*** Opening of DATA PROVIDED ***
PR #3999, opened 2023-03-30
Restart SSESession when failure occurs

bigfluffycookie:
fixes https://github.com/SonarSource/sonarlint-visualstudio/issues/3718

### DIFF
--- a/src/ConnectedMode.UnitTests/ServerSentEvents/SSESessionTests.cs
+++ b/src/ConnectedMode.UnitTests/ServerSentEvents/SSESessionTests.cs
@@ -194,11 +194,15 @@ public class SSESessionTests
     }
 
     [TestMethod]
-    public void Dispose_InvokesOnSessionFailedAsync()
+    public async Task NonCriticalException_InvokesOnSessionFailedAsync()
     {
         var testScope = new TestScope();
         testScope.SetUpSwitchToBackgroundThread();
-        testScope.TestSubject.Dispose();
+
+        var sseStreamMock = testScope.SetUpSQServiceToSuccessfullyReturnSSEStreamReader();
+        sseStreamMock.Setup(x => x.ReadAsync()).Throws(new NotImplementedException("this is a test"));
+
+        await testScope.TestSubject.PumpAllAsync();
 
         testScope.OnSessionFailedAsyncMock.Invocations.Should().HaveCount(1);
     }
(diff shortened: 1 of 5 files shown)


src/ConnectedMode.UnitTests/ServerSentEvents/SSESessionTests.cs
```diff
@@ -193,8 +193,25 @@ public async Task Dispose_FinishesSession()
...
+        var testScope = new TestScope();
+        testScope.SetUpSwitchToBackgroundThread();
+        testScope.TestSubject.Dispose();
+
+        testScope.OnSessionFailedAsyncMock.Invocations.Should().HaveCount(1);
+    }
+
     public interface IDummyServerEvent : IServerEvent { }
 
+    private static Mock<OnSessionFailedAsync> GetOnSessionFailedAsyncMock()
```
bigfluffycookie, line 208: Not sure if this is the right way to do it but its the only way I could figure out :)

src/ConnectedMode/ServerSentEvents/SSESessionFactory.cs
```diff
@@ -200,6 +207,8 @@ public void Dispose()
                     return;
                 }
 
+                onSessionFailedCallback(this).Forget();
```
duncanp-sonar, line 210: It seems a bit odd to be calling "on failed" from within `Dispose`.
Presumably there are non-failure cases in which the session will be disposed/

It might just be a naming issue - it might be less confusing if the delegate were called `OnSessionDisposedCallback`.

src/ConnectedMode.UnitTests/ServerSentEvents/SSESessionTests.cs
duncanp-sonar: It looks like the setup is a no-op; it would be needed if the mock is being created using `strict`.

src/ConnectedMode/ServerSentEvents/SSESessionFactory.cs
bigfluffycookie: Hmm I see what you mean, now that I think about it wouldn't it instead make more sense to move the callback handling into the catch block? Do we actually want it to happen in the dispose?

src/ConnectedMode.UnitTests/ServerSentEvents/SSESessionTests.cs
```diff
@@ -193,8 +193,25 @@ public async Task Dispose_FinishesSession()
         sessionToken.Value.IsCancellationRequested.Should().BeTrue();
     }
 
+    [TestMethod]
+    public void Dispose_InvokesOnSessionFailedAsync()
```
duncanp-sonar, line 197: This seems weird - the session should be disposed e.g. when a bound solution is closed. Do we want to log a failure message and try to create another session in that case?

bigfluffycookie: I asked that in a comment above :)

src/ConnectedMode/ServerSentEvents/SSESessionFactory.cs
rita-sonarsource: @bigfluffycookie I think originally it was in the try-catch, and for some reason I moved it to the dispose. Was a mistake.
*** Close of DATA PROVIDED ***
▶ [HOW TO COMPLETE THIS TASK]: Line by line, return the whole listing without a single difference.

▶ [RESPONSE BELOW]:
PR #3999, opened 2023-03-30
Restart SSESession when failure occurs

bigfluffycookie:
fixes https://github.com/SonarSource/sonarlint-visualstudio/issues/3718

### DIFF
--- a/src/ConnectedMode.UnitTests/ServerSentEvents/SSESessionTests.cs
+++ b/src/ConnectedMode.UnitTests/ServerSentEvents/SSESessionTests.cs
@@ -194,11 +194,15 @@ public class SSESessionTests
     }
 
     [TestMethod]
-    public void Dispose_InvokesOnSessionFailedAsync()
+    public async Task NonCriticalException_InvokesOnSessionFailedAsync()
     {
         var testScope = new TestScope();
         testScope.SetUpSwitchToBackgroundThread();
-        testScope.TestSubject.Dispose();
+
+        var sseStreamMock = testScope.SetUpSQServiceToSuccessfullyReturnSSEStreamReader();
+        sseStreamMock.Setup(x => x.ReadAsync()).Throws(new NotImplementedException("this is a test"));
+
+        await testScope.TestSubject.PumpAllAsync();
 
         testScope.OnSessionFailedAsyncMock.Invocations.Should().HaveCount(1);
     }
(diff shortened: 1 of 5 files shown)


src/ConnectedMode.UnitTests/ServerSentEvents/SSESessionTests.cs
```diff
@@ -193,8 +193,25 @@ public async Task Dispose_FinishesSession()
...
+        var testScope = new TestScope();
+        testScope.SetUpSwitchToBackgroundThread();
+        testScope.TestSubject.Dispose();
+
+        testScope.OnSessionFailedAsyncMock.Invocations.Should().HaveCount(1);
+    }
+
     public interface IDummyServerEvent : IServerEvent { }
 
+    private static Mock<OnSessionFailedAsync> GetOnSessionFailedAsyncMock()
```
bigfluffycookie, line 208: Not sure if this is the right way to do it but its the only way I could figure out :)

src/ConnectedMode/ServerSentEvents/SSESessionFactory.cs
```diff
@@ -200,6 +207,8 @@ public void Dispose()
                     return;
                 }
 
+                onSessionFailedCallback(this).Forget();
```
duncanp-sonar, line 210: It seems a bit odd to be calling "on failed" from within `Dispose`.
Presumably there are non-failure cases in which the session will be disposed/

It might just be a naming issue - it might be less confusing if the delegate were called `OnSessionDisposedCallback`.

src/ConnectedMode.UnitTests/ServerSentEvents/SSESessionTests.cs
duncanp-sonar: It looks like the setup is a no-op; it would be needed if the mock is being created using `strict`.

src/ConnectedMode/ServerSentEvents/SSESessionFactory.cs
bigfluffycookie: Hmm I see what you mean, now that I think about it wouldn't it instead make more sense to move the callback handling into the catch block? Do we actually want it to happen in the dispose?

src/ConnectedMode.UnitTests/ServerSentEvents/SSESessionTests.cs
```diff
@@ -193,8 +193,25 @@ public async Task Dispose_FinishesSession()
         sessionToken.Value.IsCancellationRequested.Should().BeTrue();
     }
 
+    [TestMethod]
+    public void Dispose_InvokesOnSessionFailedAsync()
```
duncanp-sonar, line 197: This seems weird - the session should be disposed e.g. when a bound solution is closed. Do we want to log a failure message and try to create another session in that case?

bigfluffycookie: I asked that in a comment above :)

src/ConnectedMode/ServerSentEvents/SSESessionFactory.cs
rita-sonarsource: @bigfluffycookie I think originally it was in the try-catch, and for some reason I moved it to the dispose. Was a mistake.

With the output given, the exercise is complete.